A new innovation center in Norway aims to find alternative and cost-efficient solutions aimed at reducing the huge US$100 billion decommissioning cost that the North Sea operators and countries face, researchers and officials told Bloomberg.
The SFI Swipa (Subsurface Well Integrity, Plugging and Abandonment) center was granted the status of Center for Research-Driven Innovation for the next eight years by government-run Board of the Research Council of Norway.
The SFI Swipa center and its researchers will look into innovative ways for well plugging and abandoning (P&A), which makes up much of the total decommissioning costs, more than 40 percent.
Offshore Norway, as well as offshore the UK, many oilfields are approaching the end of their production life in the mature areas of the North Sea, and operators are sometimes reluctant to buy mature oilfields knowing that they will have to spend on decommissioning soon.
The new center will study “rigless solutions” for P&A because of the high daily rates for rigs, Harald Linga, research manager at SINTEF and director of the new center, told Bloomberg.
According to SINTEF, more than 3,000 wells on the Norwegian Continental Shelf (NCS) must be plugged when production is completed, and the cost of this could be as high as US$85 billion (800 billion Norwegian crowns).
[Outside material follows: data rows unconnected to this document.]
PR #11685, opened 2017-10-24
module downloadable overwrites result in checkout_allow_guest event

jaykobi:
Module Downloadable overwrites other listener's changes to $result->isAllowed in checkout_allow_guest event.

When you listen to that event and set is_allowed to false it won't make a difference because the downloadable moduke sets it to true again afterwards.

Instead, the module should not set is_allowed to true, but only set is_allowed to false if a downloadable product is found in cart.


jaykobi:
Already fixed in develop...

As per Norway’s tax rules, the Norwegian state must pick up the tab for most of the expenditure.
One of SFI Swipa’s goals is to halve these costs, Linga said in a statement last month.
In the UK North Sea, the well P&A costs were estimated at US$27.6 billion (22 billion British pounds), according to the latest decommissioning report of the UK Oil & Gas Authority.
Over the next five years alone, global decommissioning costs could reach US$42 billion, with the UK leading with almost 80 percent of total estimated expenditure on Northwest European decommissioning in the next five years, followed by Norway with 14 percent, and Denmark with 4 percent, Rystad Energy said earlier this year.